Software Procurement Processes
This runbook sets out the processes involved in procuring new software or renewing existing software.
This runbook does not cover procurement that would involve a full commercial tender. This is not covered here but will be identified as part of the Demand Process mentioned later, if required. If that happens then this runbook cannot help you.
This runbook does not cover any exceptional process that may vary from the standard Governence processes. Any variation from these process must be in agreement with Head of Hosting, Budget Holder, Finance, and Commercial.
Before you start
- You have satified, through Discovery, that there is a genuine user need you are meeting with the software
- You have data to support the decision to purchase the software
- You have approval from the Head of Hosting to purchase the software
- You have conducted some form of analysis/evaluation to confirm that the software being purchased is the most appropriate option
Procurng new software
Raise a request for a quote via Demand Management
Demand Management is the team that will help you through the software procurement process and ensure that Governance processes are being followed.
Raise a New Demand Request via ServiceNow.
As part of this process you will need to know the following: - Cost Centre - Business Entity Code - Brief summary of the requirement - Justification for the purchase
A Demand Manager will be assigned to your request and contact you for any additional information and advise you of next steps (which are set out in this runbook), and request a quote for the software based on the requirement provided.
Securty Review
Security have guidance of software usage
For new software you must request an assessment by the Security Team.
On approval of the assessment confirm the outcome to Demand Management. You will need this information for Triage and when you complete the Commercial Coversheet at a later stage.
Data & Privancy Impact Assessment (DPIA)
To understand and manage risks associated with the processing and handling of data you may need to complete a Data & Privancy Impact Assessment
Contact Data Privacy Teamto start a DPIA screening. Depnding on the type of data being processed the DPIA Team may ask you to complete a full assessment.
On approval of the assessment or screening confirm the outcome to Demand Management. You will need this information for Triage and when you complete the Commercial Coversheet at a later stage.
Budget Holder and Finance Business Partner(FBP) Approval
Email Budget Holder and FBP with a brief summary of the requirement and quote. Keep copies of the approvals which will be needed to request the purchase order.
As part of this step confirm whether the spend approvals are covered by the Triage or Delegated Authority Process. Most new requests will require Triage approval.
Triage
Complete Triage Form and send to Digital Assurance for the weekly Triage Board.
You will need to include: - copy of Budget Holder approval email - copy of FBP approval email - copy of Quote
Triage will approve, approve with condition, or reject a request. If approved you can proceed to next steps.
Delegated Authority
If Delegated Authority is appropraite complete the Justice Digital Delegated Authority form.
Complete Commercial Coversheet
Demand Management will provide you with a Commercial Coversheet to complete. This provides information to Commercial to assist in purchase of the software. This form will need to be provided to Finance to raise a PO.
Request a Purchase Order
Email the Finance Team with a request for a purchase order. The email must include: - copy of Budget Holder approval email - copy of FBP approval email - copy of Commercial Coversheet - copy of Quote
When the PO is created (which can take a couple of weeks) send a copy of the PO to the Software Asset Management(SAM) Team.
Status updates on the purchase and start date
These steps will vary depending on the software vendor onboarding process. However for updates on progress contact the SAM Team
Renewing software
The software renewal process is very similar to the process for procuring new software with a few exceptions which are detailed as follows:
Trigger to renew software
4 months prior to the expiry of the contract you will be contacted by the Software Assesst Management Team (SAM) about your intention to renew a subscription.

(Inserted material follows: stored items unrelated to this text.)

Issue #693, opened 2019-10-04
Update BillingClient to latest Jar version


EmilAlipiev:
According to the release notes, google solved 2 important issues as below. can we update this library using 2.0.3? i think that it is still on 2.0.0

 https://developer.android.com/google/play/billing/billing_library_releases_notes

Bug fixes
Fixed a bug where querySkuDetailsAsync() would occasionally fail with code DEVELOPER_ERROR instead of returning a successful result.

Bug fixes
Fixed a bug where debug messages were being returned as null in some cases.
Fixed a potential memory leak issue.

PR #705, opened 2019-10-09
Upgrade Google BillingClient to v2.0.3

tuyen-vuduc:
#693 Upgrade Google BillingClient t0 v2.0.3


Android/GoogleBillingClient/source/GoogleBillingClient/GoogleBillingClient.csproj
```diff
@@ -23,11 +24,15 @@
...
     <PackageProjectUrl>https://go.microsoft.com/fwlink/?linkid=2100110</PackageProjectUrl>
-    <PackageLicenseUrl>https://go.microsoft.com/fwlink/?linkid=2099698</PackageLicenseUrl>
+    <PackageLicenseFile>LICENSE.md</PackageLicenseFile>
     <PackageRequireLicenseAcceptance>true</PackageRequireLicenseAcceptance>
-    <PackageVersion>2.0.0</PackageVersion>
+    <PackageVersion>2.0.3</PackageVersion>
   </PropertyGroup>
 
+  <ItemGroup>
+    <None Include="../../LICENSE.md" Pack="true" PackagePath="LICENSE.md"/>
```
Redth: The actual source is `../../License.md` which may matter on macOS, could you please update it here?

Redth: The actual source is ../../License.md which may matter on macOS, could you please update it here?
```suggestion
    <None Include="../../License.md" Pack="true" PackagePath="LICENSE.md"/>
```

tuyen-vuduc: Thank you. I made the change and also change to backslash following other references.

tuyen-vuduc:
@Redth Is it ok to merge?

Redth:
@tuyen-vuduc trying to see if there's any sane way to not break the few api methods here:

```
# API diff: Xamarin.Android.Google.BillingClient.dll

## Xamarin.Android.Google.BillingClient.dll

### Namespace Android.BillingClient.Util

#### Type Changed: Android.BillingClient.Util.BillingHelper

Removed methods:

public static Android.OS.Bundle ConstructExtraParamsForAcknowledgePurchase (Android.BillingClient.Api.AcknowledgePurchaseParams acknowledgePurchaseParams);
public static Android.OS.Bundle ConstructExtraParamsForConsume (Android.BillingClient.Api.ConsumeParams consumeParams, bool isIabV9Supported);
public static Android.OS.Bundle ConstructExtraParamsForGetSkuDetails (bool isIabV9Supported, bool enablePendingPurchases);
```

You'll notice Google added `string libraryVersion` parameters to these methods, and I'm not sure if passing `null` is acceptable or not.  If it is, we could add a partial class with overloads for these methods which call the new ones just passing `null` as the `libraryVersion`.  The documentation doesn't even yet reflect these API changes unfortunately.

tuyen-vuduc:
@Redth 

The above methods I think they are intended to use internally within the library. If they were changed for some particular reason, I think we should keep them as they are.

If someone already uses one or some of them, they should change their code after the upgrade to ensure it works as expect. It's a must in the native world, obviously.

How do you think?

Redth (approved):

PR #716, opened 2019-10-15
[xbd] VS2019 build tools do not contain 7-zip, use local installation instead

Barokai:
I encountered that 7-zip is not installed when building with visual studio 2019 build tools, therefore i've added a fallback similar to https://github.com/xamarin/XamarinComponents/pull/353 which uses local version of 7-zip


Barokai:
Just saw that https://github.com/xamarin/XamarinComponents/pull/696/commits/4ec9c01cac70f4dcf2d70d43d7f1876783c9d032 would move the handling of the 7zip executable and should be adapted too if this will be merged :)

Redth:
We still do ship 7zip with the Xamarin workload in Visual Studio 2019, so I'm not sure this is necessary.

Redth:
I also added some fallback checks to look for the local machine install if we can't find it anywhere else, which should address this case.  Thanks!

PawKanarek:
@Redth  But 7zip is not shipped with Build Tools 2019, so i had to add it manulally to path ```(VsInstallRoot)\Common7\IDE\Extensions\Xamarin\VisualStudio\7-Zip\```  
that line form this closed PR would save me a day... 

And it would be nice ass-saver for Error: ```C:\Users\Jenkins\.nuget\packages\xamarin.build.download\0.10.0\buildTransitive\Xamarin.Build.Download.targets(52,3): error : Could not find 7zip.exe in Xamarin installation [e:\JW\myApp\src\MyApp.App.XF.iOS\MyApp.App.XF.iOS.csproj ```

Oh dear, that was messy day...

PawKanarek:
@Redth On my Jenkins machine i don't need to instal whole visual studio, i need only build tools and i think that im not the only one there.

kcrg:
@Redth @PawKanarek Same here... Whole day wasted...

PR #643, opened 2020-03-17
Refactor storage

jyn514:
~~This could definitely use some more work, but I thought I'd get an initial draft up to see if this is the right approach. Thanks to @pietroalbini for doing the initial work :)~~

- Separate storage backends into `S3Backend` and `DatabaseBackend` instead of selecting each backend at runtime for each file.
- Split up `add_path_into_database` into 3 functions:
    1. `add_path_into_database` so I don't have to change a bunch of unrelated code. This just delegates to `store_all` and then turns the returned HashMap into JSON to be stored in the DB.
    2. `store_all`, which takes the folder to upload and what path to upload it to. `store_all` reads all the files in the folder into memory, then divides them into batches of size `MAX_CONCURRENT_UPLOADS`, and forwards those batches on to `store_batch`
    3. `store_batch`, which differs based on whether we're uploading to S3 or storing in the database.
- Added tests for storing and retrieving files. This tests S3 using `min.io` and Postgres using the same temporary tables we've been using
- Remove unused `move_to_s3` function
- Don't create a new `tokio::Runtime` for each batch of files

I tried to reuse code wherever possible so @Mark-Simulacrum 's hard work on simultaneous uploads is still here. ~~However, I don't yet have tests for simultaneous uploads.~~


src/db/file.rs
```diff
@@ -160,237 +31,20 @@ pub fn add_path_into_database<P: AsRef<Path>>(
...
+    let file_list = backend.store_all(conn, prefix, path.as_ref())?;
+    file_list_to_json(file_list.into_iter().collect())
 }
 
-fn file_list_to_json(file_list: Vec<(String, PathBuf)>) -> Result<Json> {
+fn file_list_to_json(file_list: Vec<(PathBuf, String)>) -> Result<Json> {
     let mut file_list_json: Vec<Json> = Vec::new();
 
     for file in file_list {
         let mut v: Vec<String> = Vec::new();
```
Kixiron, line 43: Could pre-allocate this vector
```suggestion
        let mut v: Vec<String> = Vec::with_capacity(2);
```

src/storage/s3.rs
```diff
@@ -0,0 +1,244 @@
...
+                .and_then(|l| l.try_into().ok())
+                .unwrap_or(0),
+        );
+        b.read_to_end(&mut content).unwrap();
+
+        let date_updated = parse_timespec(&res.last_modified.unwrap())?;
+
+        Ok(Blob {
+            path: path.into(),
+            mime: res.content_type.unwrap(),
```
Kixiron, line 44: Maybe mime normalization to `text/rust` and such should happen here if all downstream consumers use that

src/storage/s3.rs
```diff
@@ -0,0 +1,244 @@
...
+            date_updated,
+            content,
+        })
+    }
+
+    pub(super) fn store_batch(&self, batch: &[Blob]) -> Result<(), Error> {
+        let mut rt = tokio::runtime::Runtime::new().unwrap();
```
Kixiron, line 51: Is creating a new tokio runtime every time we store files the best way to do things? Tokio already uses a fairly global state, so that could just be reused

src/storage/s3.rs
```diff
@@ -0,0 +1,244 @@
...
+        let mut attempts = 0;
+
+        loop {
+            let mut futures = Vec::new();
+            for blob in batch {
+                futures.push(
```
Kixiron, line 57: What are the merits of this over using `tokio::spawn` and pushing the handle to the vec instead?

src/storage/s3.rs
```diff
@@ -0,0 +1,244 @@
...
+            content,
+        })
+    }
+
+    pub(super) fn store_batch(&self, batch: &[Blob]) -> Result<(), Error> {
+        let mut rt = tokio::runtime::Runtime::new().unwrap();
+        let mut attempts = 0;
+
+        loop {
+            let mut futures = Vec::new();
```
Kixiron, line 55: Can pre-allocate this
```suggestion
            let mut futures = Vec::with_capacity(batch.len());
```

src/storage/s3.rs
```diff
@@ -0,0 +1,244 @@
...
+            }
+        }
+        Ok(())
+    }
+}
+
+#[cfg(not(test))]
+const TIME_FMT: &str = "%a, %d %b %Y %H:%M:%S %Z";
+#[cfg(test)]
+pub(crate) const TIME_FMT: &str = "%a, %d %b %Y %H:%M:%S %Z";
```
Kixiron, line 92: Couldn't this just be one thing? The only change between test and non-test is the access level, is that that large of an issue?

src/storage/s3.rs
```diff
@@ -0,0 +1,244 @@
...
+    let rows = trans.query(
+        &format!(
+            "SELECT path, mime, content FROM files WHERE content != E'in-s3' LIMIT {}",
+            n
+        ),
+        &[],
+    )?;
+    let count = rows.len();
+
+    let mut rt = ::tokio::runtime::Runtime::new().unwrap();
```
Kixiron, line 208: Same as the last tokio one, is there an advantage to making a new tokio runtime?

Kixiron, line 208: In the 2018 edition the `::` syntax isn't necessary 
```suggestion
    let mut rt = tokio::runtime::Runtime::new().unwrap();
```

src/storage/s3.rs
```diff
@@ -0,0 +1,244 @@
...
+    let mut futures = Vec::new();
```
Kixiron, line 209: Can preallocate this vec
```suggestion
    let mut futures = Vec::with_capacity(rows.len());
```

src/storage/s3.rs
```diff
@@ -0,0 +1,244 @@
...
+    for row in &rows {
+        let path: String = row.get(0);
+        let mime: String = row.get(1);
+        let content: Vec<u8> = row.get(2);
+        let path_1 = path.clone();
+        futures.push(
```
Kixiron, line 215: Same as the last tokio thing, would `tokio::spawn` be better here?

src/storage/s3.rs
jyn514: I guess it's fine to always have it `pub(crate)`, yeah.

src/storage/s3.rs
jyn514: I like having it closer where the mime is created so it's clear what's going on. If we normalized it just before uploading there would be some doubt whether code in the middle used the denormalized version.

src/storage/s3.rs
jyn514: I'm not sure. Does `spawn` launch the task when this doesn't? I don't know very much about `async`?

src/storage/s3.rs
jyn514: Without creating the runtime, how would I use `block_on`? Or would I use `await` instead?

src/storage/database.rs
```diff
@@ -0,0 +1,108 @@
...
+                    "INSERT INTO files (path, mime, content) VALUES ($1, $2, $3)",
+                    &[&blob.path, &blob.mime, &blob.content],
+                )?;
+            } else {
+                trans.query(
+                    "UPDATE files SET mime = $2, content = $3, date_updated = NOW() \
+                                WHERE path = $1",
+                    &[&blob.path, &blob.mime, &blob.content],
+                )?;
+            }
```
pietroalbini, line 54: All of this can be simplified with a single [`INSERT INTO ... ON CONFLICT SET ...`](https://www.postgresql.org/docs/9.5/sql-insert.html#SQL-ON-CONFLICT) query.

src/storage/s3.rs
```diff
@@ -0,0 +1,242 @@
...
+            .ok()
+            .map(|e| Region::Custom {
+                name: std::env::var("S3_REGION").unwrap_or_else(|_| "us-west-1".to_owned()),
+                endpoint: e,
+            })
+            .unwrap_or(Region::UsWest1),
+    ))
+}
+
+pub fn move_to_s3(conn: &Connection, n: usize) -> Result<usize, Error> {
```
pietroalbini, line 193: Is it worth keeping this code around?

jyn514: If you don't think it's useful I'll take it out, it will still be in the git history.

src/storage/s3.rs
Kixiron: Well, isn't this the creation point of the `Blob`? I may be misunderstanding the code flow though

jyn514: Hmm, I misread the code too. This is when we fetch the file from S3, where it's already had a content-type set. The content-type should be correct in S3, if not it's a) impossible to fix manually and b) very unclear how things are happenin.

Kixiron: Wouldn't S3 serve it back with the 'official' (and incorrect for what we need) mime types?

jyn514: No, we explicitly set the mimetype when uploading: https://github.com/rust-lang/docs.rs/pull/643/files#diff-c3a2a09475e9683a0e82b9a1d6f5e0b9R63

jyn514: Although in general I'm not super happy about setting an explicit content type, I think browser do a better job of mine detection than we could for source files.

src/storage/s3.rs
jyn514: This ended up being impossible because it required the task to be `&'static`, but it had the lifetime of `self.client`.

src/storage/s3.rs
jyn514: I removeded this whole function in response to https://github.com/rust-lang/docs.rs/pull/643#discussion_r408855551

src/storage/s3.rs
jyn514: I removed this whole function in response to https://github.com/rust-lang/docs.rs/pull/643#discussion_r408855551.

jyn514:
Status update: this has most of the code changes I want but is missing any tests for S3, which kind of defeats the point. It sounds like rusoto_mock is not going to be flexible enough for our needs so the next best thing is minio. We have minio set up with docker-compose already, but it needs to be tied into the test suite somehow, probably by having `test::wrapper` start a new instance of the docker images.

Given the scale of the task, I plan to make a separate PR so it's not lost in this details of the storage refactor. This should also help with testing on other platforms since developers will no longer need a local postgres database.

jyn514:
Status update to the status update: it ended up being really easy to add min.io, so I just did it here.

Note that this will require contributors to have min.io running before running tests. They can do this the same way as on CI: `docker-compose up -d s3`. This is documented in the README.

src/storage/s3.rs
```diff
@@ -0,0 +1,289 @@
...
+            }
+            Ok(())
+        })
+    }
+    // NOTE: trying to upload a file ending with `/` will behave differently in test and prod.
+    // NOTE: On s3, it will succeed and create a file called `/`.
+    // NOTE: On min.io, it will fail with 'Object name contains unsupported characters.'
+}
+
+pub(crate) static S3_BUCKET_NAME: &str = "rust-docs-rs";
```
pietroalbini, line 263: The constant should be at the top of the file.

src/storage/s3.rs
```diff
@@ -0,0 +1,289 @@
...
+        creds,
+        std::env::var("S3_ENDPOINT")
+            .ok()
+            .map(|e| Region::Custom {
+                name: std::env::var("S3_REGION").unwrap_or_else(|_| "us-west-1".to_owned()),
+                endpoint: e,
+            })
+            .unwrap_or(Region::UsWest1),
+    ))
+}
```
pietroalbini, line 289: Let's have the tests at the end.

src/storage/s3.rs
```diff
@@ -0,0 +1,289 @@
...
+
+    use crate::storage::s3::S3Backend;
+    use rusoto_s3::{
+        CreateBucketRequest, DeleteBucketRequest, DeleteObjectRequest, ListObjectsRequest, S3,
+    };
+
+    use std::cell::RefCell;
+    use std::slice;
+
+    pub(crate) struct TestS3(RefCell<S3Backend<'static>>);
```
pietroalbini, line 116: I'd move this to `src/tests/s3.rs`.

jyn514: Moving this to the tests module requires making almost everything in `src/storage/s3.rs` `pub(crate)`. I'm ok doing that if you want me to but I think the current layout gives a better idea of what functions are called where.

src/storage/mod.rs
```diff
@@ -0,0 +1,262 @@
...
+                file_paths_and_mimes.insert(file_path, mime.to_string());
+                Ok(Blob {
+                    path: bucket_path,
+                    mime: mime.to_string(),
+                    content,
+                    // this field is ignored by the backend
+                    date_updated: Timespec::new(0, 0),
+                })
+            })
+            .collect::<Result<Vec<_>, Error>>()?
```
jyn514, line 136: Hmm, I just realized this will load all the files into memory at once. Do we want me to try and make this lazy so it instead only loads a batch at a time?

src/storage/s3.rs
pietroalbini: Can we do a `src/storage/s3_test.rs` instead?

jyn514: I moved it to `src/storage/s3/test_s3.rs` so it had access to all of `s3.rs`, does that work?

jyn514: I ended up making it `test.rs` and renaming the inner module to `tests` to avoid a naming conflict.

If you are intending to renew on the same terms you can confirm that you will renew and request a quote.
If you requirement is changing at renewal e.g. adding additional licences you will need to go via Demand and Triage as if this was a new request.
Data Privacy and Impact Assessment
Not required unless: - A DPIA does not currently exist for the software you are renewing - A DPIA exists but there has been a change to how the data is processed or held - A DPIA exists but the type of data held has changed
Security Assessment
Not required unless: - Your DPIA was not overseen by MoJ’s DPIA approval processes - There has been a change to how the software is storing data - There have been changes to the number or type of risks associated with this software
Spend Controls
As this is a renewal the subscription will already be in the budget. Unless you are making changes to the subscription this will be covered by Delegated Authority process mentioned earlier. Once the Delegated Authority form has been completed you can request a PO to be raised via the Finanace Team as per the process above.